Since the beginning of July 2018 SWITCH publishes the top 1000 domain names of the Swiss TLD .ch. On the one hand we want to support open data in Switzerland and on the other hand we are keen on knowing how exactly domain names are being used in order to keep the .ch zone secure. Therefore we have decided to start publishing the top 1000 domain names relying on the information that can be extracted from the authoritative DNS traffic. Although there are already sources that publish a ranking of websites, such as the Top Alexa, the DNS based ranking will give a differing view on the .ch zone since not only the www usage is represented but all services that make use of DNS.
To be able to calculate this ranking we are collecting all DNS queries that go to a.nic.ch and b.nic.ch using Entrada, a system developed by SIDN to conveniently store and analyze massive amounts of DNS data. Briefly summarized, Entrada converts pcap files that contain DNS traffic to parquet files which are subsequently stored in a Hadoop cluster. Queries on this transformed data can be quickly done using the SQL-like engine Impala. In the past we have already published a blog post where basic DNS traffic behavior is investigated.
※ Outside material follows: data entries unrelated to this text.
PR #5247, opened 2021-05-22
Implement the documented -N and update the docs

### LINKED ISSUE #5246: Is grdfill -N option available?
The [grdfill documentation](https://docs.generic-mapping-tools.org/dev/grdfill.html#optional-arguments) lists the **-N***nodata* option, but I don't see it in the synopsis or in the source code.

Please verify if **grdfill** has the **-N** option or not.

PaulWessel:
We advertised **-N** but had not code it up; this PR does that.  Also, we stated that **-As** had not been implemented but it has been for a long time. I have now improved the man page to mention all of this.  Closes #5246 but will not be merged until after 6.2.0 has been released, hence WIP.

### DIFF
--- a/doc/rst/source/grdfill.rst
+++ b/doc/rst/source/grdfill.rst
@@ -15,8 +15,9 @@ Synopsis
 **gmt grdfill** *ingrid*
 |-A|\ *mode*\ [*arg*]
 |-G|\ *outgrid*
-[ |SYN_OPT-R| ]
 [ |-L|\ [**p**] ]
+[ |-N|\ *value* ]
+[ |SYN_OPT-R| ]
 [ |SYN_OPT-V| ]
 [ |SYN_OPT-f| ]
 [ |SYN_OPT--| ]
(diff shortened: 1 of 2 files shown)


meghanrjones:
The docs state that **-A** is required but grdfill without **-A** passes without warning (see below). Is -A required? If not, what is the default?
```
gmt grdclip @earth_relief_05m -R199:30/206/18/23 -Sa0/NaN -Gislands.nc
gmt grdfill islands.nc -Gnew.nc
```

PaulWessel:
I think **-A** should be required.  It is not obvious that anyone would expect a default method in this module.  So I think we should check for it and complain if not given.  Again, the docs are clear while the grdfill synopsis prints it as optional.  I will fix this herein.

PaulWessel:
I will do it in a separate PR.

PaulWessel:
Hm. So **either** -A or -L are required.  If you use -L then -A is not required.  I think when that happens in other modules we list both -A and -L as optional but state that one must be selected, right?

meghanrjones:
> Hm. So **either** -A or -L are required. If you use -L then -A is not required. I think when that happens in other modules we list both -A and -L as optional but state that one must be selected, right?

Yes and usually break with error if neither are provided.

PaulWessel:
Should be OK here now, @meghanrjones.

meghanrjones (approved):

PR #5248, opened 2021-05-22
Check status return of build-macos-external-list.sh properly

PaulWessel:
Attempt number 1 was stupid and failed.


meghanrjones (approved):

PaulWessel:
Had to add the OMP library manually to ensure it gets into the bundle

PR #5252, opened 2021-05-24
Clarify grdfill required options

PaulWessel:

Note that **-A** is not requires but one of **-A -L** is, and hence **-G** is optional too.


meghanrjones (approved):
Looks good for after rc2.

meghanrjones (approved):

PR #5254, opened 2021-05-24
Include arm64 bundle in draft release workflow

meghanrjones:

This PR adds the arm64 bundle to the draft release workflow.

Fixes #

**Reminders**


PaulWessel (approved):
I approve, but perhaps you should add (intel) or (x86_64) for the old bundle to match what you do with the arm bundle?

Issue #5260, opened 2021-05-25
Add plot -Ar|t to draw lines following theta or r direction in polar projections


seisman:
**Description of the desired feature**

Originally posted in the [forum](https://forum.generic-mapping-tools.org/t/1719).

For polar projections, there is no simple way to draw lines along the theta or r direction. It would be good to add **-Ar|t** to draw lines (1) **-Ar**: following the r direction then theta direction; (2) **-At**: following the theta direction then r direction.

**A minimal example:**
```
gmt begin map
gmt basemap -R0/60/0/10 -JP10c -Baf
gmt plot -W2p,red -At << EOF
0  5
60 5
EOF
gmt end show
```

**Expected output:**
![image](https://user-images.githubusercontent.com/3974108/119432639-b2016a00-bce2-11eb-8bfd-364b4afea2c9.png)

PaulWessel:
Closed via #5263.

PR #5263, opened 2021-05-26
Add polar resampling via -Ar|t in plot, plot3d, and clip

PaulWessel:

See #5260 for background.  This PR implements the feature request in modules **plot**, **plot3d**, and **clip**.  As an example of what this looks like I added a new test (_polarcurves.sh_) which produces this plot with **-Ar**|**t** vs no **-A**:

polarcurves

I set the theta resampling interval to 1 degree for now - this may need to be revisited.  To be merged after 6.2.0 release.


PaulWessel:
Did you get a chance to check this out @seisman ?

seisman (approved):
Looks great.

PR #5264, opened 2021-05-26
Let grdclip handle polar resampling via -Ar|t

PaulWessel:
Inspired by #5260, do the same when creating mask grids from polygons if we wish to resample the input polygon along straight theta and r path segments.  Merge after 6.2.0, and will have no effect until #5263 have been merged as well.


PaulWessel:
Sorry, I have no test for this but it is the same under-the-hood machinery as used in plot and plot3d, so it is expected to work as is, @seisman.

seisman (approved):

PR #5265, opened 2021-05-26
Use non-scaled pen default for +p

### LINKED ISSUE #4955: Potential issues or breaking changes with the GMT modern theme?

meghanrjones:

This PR changes the default pen for +p to be `thicker,black` rather than scaled based on the size. 

Several tests fail, but for the better. I can push new postscript files after review of the fixed default.

Fixes #4955 and relates to https://github.com/GenericMappingTools/pygmt/pull/1287.

Fixes #

**Reminders**

### DIFF
--- a/doc/examples/ex22/ex22.ps
+++ b/doc/examples/ex22/ex22.ps
@@ -1,11 +1,11 @@
 %!PS-Adobe-3.0
 %%BoundingBox: 0 0 595 842
 %%HiResBoundingBox: 0 0 595.0000 842.0000
-%%Title: GMT v6.2.0_6b09bc8_2021.03.13 [64-bit] Document from coast
+%%Title: GMT v6.2.0_eb9390f_2021.05.26 [64-bit] Document from coast
 %%Creator: GMT6
 %%For: unknown
 %%DocumentNeededResources: font Helvetica Helvetica-Bold
-%%CreationDate: Sat Mar 13 18:31:02 2021
+%%CreationDate: Wed May 26 14:11:47 2021
 %%LanguageLevel: 2
 %%DocumentData: Clean7Bit
 %%Orientation: Landscape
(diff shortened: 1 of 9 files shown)


PaulWessel (approved):
Maybe we should add (void) in front of _gmt_getpen_ since we are discarding the return value sinc we know there will be no error as the arg is a constant.  One less compiler warning probably.

meghanrjones:
> Maybe we should add (void) in front of _gmt_getpen_ since we are discarding the return value sinc we know there will be no error as the arg is a constant. One less compiler warning probably.

OK, done in https://github.com/GenericMappingTools/gmt/pull/5265/commits/eb9390f39b91ba8789d1f258f6afa00974a05789. 

OK to merge after updating the PS files? I think this should be considered a 6.2.0rc2 bug that needs to be fixed for 6.2.0.

PaulWessel:
So I am unclear on how this all work.  We release rc2 waiting for feedback.  GMT bugs probably follows a Poisson distribution and they come in at odd intervals.  if we wait long enough bugs will be reported and we then should fix them and do rc3?  It is an never-ending cycle then.  I have fixed other bugs and labelled them WIP.   I mean. I am OK with merging those bug fixes and get 6.2.0, but if we do an rc and wait a few days then we are back at it again.  Thoughts?

meghanrjones:
> So I am unclear on how this all work. We release rc2 waiting for feedback. GMT bugs probably follows a Poisson distribution and they come in at odd intervals. if we wait long enough bugs will be reported and we then should fix them and do rc3? It is an never-ending cycle then. I have fixed other bugs and labelled them WIP. I mean. I am OK with merging those bug fixes and get 6.2.0, but if we do an rc and wait a few days then we are back at it again. Thoughts?

I would prefer to release 6.2.0 next rather than do another RC. I think it's reasonable to merge bug fixes between the final RC and full release, but I could be missing something about the process since this is the first release cycle that I have been involved in.

PaulWessel:
What say you, @joa-quim and @seisman ? Do we merge the bug fixes or do we stop and just release 6.2.0, and after what waiting period?

joa-quim:
I have raised a couple times before the question on why we were releasing an RC2 instead of 6.2.0 but got no attention.
RCs trail around during about a week and if no regressions or serious bugs are found they become the final release. Leaving them at open during one month leads to the current situation where normal bug fixes start to pile up. I think it's silly to leaving them out of the 6.2 release which should be released almost ASAP.

PaulWessel:
Given that once we release 6.2.0 there won't be a quick release right away, so leaving known bug fixes in the github as WIP does not seem like a good idea to me.  I think we should merge in bug fixes now.

PR #5267, opened 2021-05-27
Let gmt_parse_array look out for memory files

### LINKED ISSUE #5266: saple1d -T crash in Julia
This crashes in ``GMT_Create_Options`` because, I don't know why, the vector in **T** below, which is = 1:332, is converted to text and the **p** variable is declared as "1024", which is not big enough. However, increasing its size only transfer the crash further down when trying to access to a non-initializes *opt*. The main question, I think, is why the -T vector argument is converted to text?
```
t = gmtread("t.dat")
sample1d(gmtread("stack.dat"), T=t[1].data)
```
But this works
```
sample1d(gmtread("stack.dat"), T="1/332/1")
```

[t.zip](https://github.com/GenericMappingTools/gmt/files/6550279/t.zip)

PaulWessel:
In the externals, the argument to **sample1d -T** may well be an in-memory array, but _gmt_parse_array_ had no check for that, just for regular files.  The next step is _gmt_create_array_ which uses _GMT_Read_Data_ so I have good hope this will fix #5266.

### DIFF
--- a/src/gmt_support.c
+++ b/src/gmt_support.c
@@ -17023,13 +17023,19 @@ unsigned int gmt_parse_array (struct GMT_CTRL *GMT, char option, char *argument,
 		return (GMT_NOERROR);
 	}
 
-	/* 1b. Check if argument is a local file */
+	/* 1b. Check if argument is a memory file */
+	if (gmt_M_file_is_memory (argument)) {	/* Yep */
+		T->file = strdup (argument);
+		return (GMT_NOERROR);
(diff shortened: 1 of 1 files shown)


PaulWessel:
Perhaps @joa-quim can approve this one then?

PaulWessel:
Suspect @joa-quim is eating again and hence unavailable to approve?

joa-quim (approved):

Although the collected data is just a fraction of the authoritative .ch traffic it represents the overall traffic fairly well since most resolvers send queries to all authoritative name servers.
For the newly published list of top 1000 domain names we have chosen the following way of measuring the importance of a domain. Note that the idea is based on a tool developed by Alexander Mayrhofer from nic.at called DNS-Magnitude. A first approach that comes to mind would consist of counting the number of queries for each domain name and then taking the 1000 domain names with the most queries. However, considering the TTL of a record, a domain name with low TTL might be less important as its ranking suggests since it would be queried over and over again due to the rapidly expiring TTL. Thus we need a metric that ignores the TTL. The solution is to count the unique IP addresses that query a certain domain. This way the number of times a single source queries a domain name has no influence on its ranking. Additionally, to limit the influence of daily fluctuations the numbers are measured over a months period and hence published monthly on our website. Note that we do not exclude NXDOMAIN, i.e. the list might include domains that do not exist yet get queried a lot. The table below shows the top ten domains during the month of June including the number of distinct resolvers that queried those domains.
By publishing the list of top 1000 domain names we hope to contribute to the idea of open data. Obviously, the published list raises questions, e.g. why some of the domains are ranked that high, which is why we ourselves will be conducting further analysis and on the other hand hope to see others make use of this ranking and publicly share their insights in order to broaden our understanding of the .ch landscape. In the near future we plan on doing some additional analysis regarding the security of those top 1000 domains.